PR #953, opened 2020-10-06
Implement service creation 

folex:


crates/ivalue-utils/src/lib.rs
```diff
@@ -0,0 +1,119 @@
...
+)]
+
+pub use wasmer_wit::types::InterfaceType as IType;
+pub use wasmer_wit::values::InterfaceValue as IValue;
+pub use wasmer_wit::vec1;
+
+use serde_json::{json, Value};
+use vec1::Vec1;
+
+pub fn into_str(v: &IValue) -> Option<&str> {
```
michaelvoronov, line 35: `as_str` is more convenient with Rust style guide. Prefix `into` says that value should be moved.

crates/ivalue-utils/src/lib.rs
```diff
@@ -0,0 +1,119 @@
...
+pub fn into_string(v: IValue) -> Option<String> {
+    if let IValue::String(s) = v {
+        Some(s)
+    } else {
+        None
+    }
+}
+
+/// Converts result of call_service into `IValue::Record`
+pub fn as_record_opt(v: std::result::Result<Option<Value>, Value>) -> Option<IValue> {
```
michaelvoronov, line 52: `into_record_opt`

crates/ivalue-utils/src/lib.rs
```diff
@@ -0,0 +1,119 @@
...
+    match v {
+        Ok(None) => unit(),
+        Ok(Some(v)) => ok(v),
+        Err(e) => error(e),
+    }
+}
+
+/// Converts result of call_service into `IValue::Record`
+pub fn as_record(v: std::result::Result<Value, Value>) -> Option<IValue> {
```
michaelvoronov, line 61: `into_record`

crates/json-utils/src/lib.rs
```diff
@@ -0,0 +1,42 @@
...
+    unused_mut,
+    unused_variables,
+    unused_unsafe,
+    unreachable_patterns
+)]
+
+use serde_json::Value;
+use std::fmt::Debug;
+
+pub fn into_string(v: Value) -> Option<String> {
```
michaelvoronov, line 31: Suggest to call this Value as `JValue` everywhere for easy understanding of code.

michaelvoronov (approved):

crates/ivalue-utils/src/lib.rs
folex: ok, I'll rename it in the next PR if you don't mind

crates/ivalue-utils/src/lib.rs
folex: ok, I'll rename it in the next PR if you don't mind

crates/json-utils/src/lib.rs
folex: ok, I'll rename it in the next PR if you don't mind

folex: ok, I'll rename it in the next PR if you don't mind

□ □ □ □ □ □ □

▶ [What this task involves]: Your task is to repeat the entries exactly.

▶ [Result of the exercise]:
PR #953, opened 2020-10-06
Implement service creation 

folex:


crates/ivalue-utils/src/lib.rs
```diff
@@ -0,0 +1,119 @@
...
+)]
+
+pub use wasmer_wit::types::InterfaceType as IType;
+pub use wasmer_wit::values::InterfaceValue as IValue;
+pub use wasmer_wit::vec1;
+
+use serde_json::{json, Value};
+use vec1::Vec1;
+
+pub fn into_str(v: &IValue) -> Option<&str> {
```
michaelvoronov, line 35: `as_str` is more convenient with Rust style guide. Prefix `into` says that value should be moved.

crates/ivalue-utils/src/lib.rs
```diff
@@ -0,0 +1,119 @@
...
+pub fn into_string(v: IValue) -> Option<String> {
+    if let IValue::String(s) = v {
+        Some(s)
+    } else {
+        None
+    }
+}
+
+/// Converts result of call_service into `IValue::Record`
+pub fn as_record_opt(v: std::result::Result<Option<Value>, Value>) -> Option<IValue> {
```
michaelvoronov, line 52: `into_record_opt`

crates/ivalue-utils/src/lib.rs
```diff
@@ -0,0 +1,119 @@
...
+    match v {
+        Ok(None) => unit(),
+        Ok(Some(v)) => ok(v),
+        Err(e) => error(e),
+    }
+}
+
+/// Converts result of call_service into `IValue::Record`
+pub fn as_record(v: std::result::Result<Value, Value>) -> Option<IValue> {
```
michaelvoronov, line 61: `into_record`

crates/json-utils/src/lib.rs
```diff
@@ -0,0 +1,42 @@
...
+    unused_mut,
+    unused_variables,
+    unused_unsafe,
+    unreachable_patterns
+)]
+
+use serde_json::Value;
+use std::fmt::Debug;
+
+pub fn into_string(v: Value) -> Option<String> {
```
michaelvoronov, line 31: Suggest to call this Value as `JValue` everywhere for easy understanding of code.

michaelvoronov (approved):

crates/ivalue-utils/src/lib.rs
folex: ok, I'll rename it in the next PR if you don't mind

crates/ivalue-utils/src/lib.rs
folex: ok, I'll rename it in the next PR if you don't mind

crates/json-utils/src/lib.rs
folex: ok, I'll rename it in the next PR if you don't mind

folex: ok, I'll rename it in the next PR if you don't mind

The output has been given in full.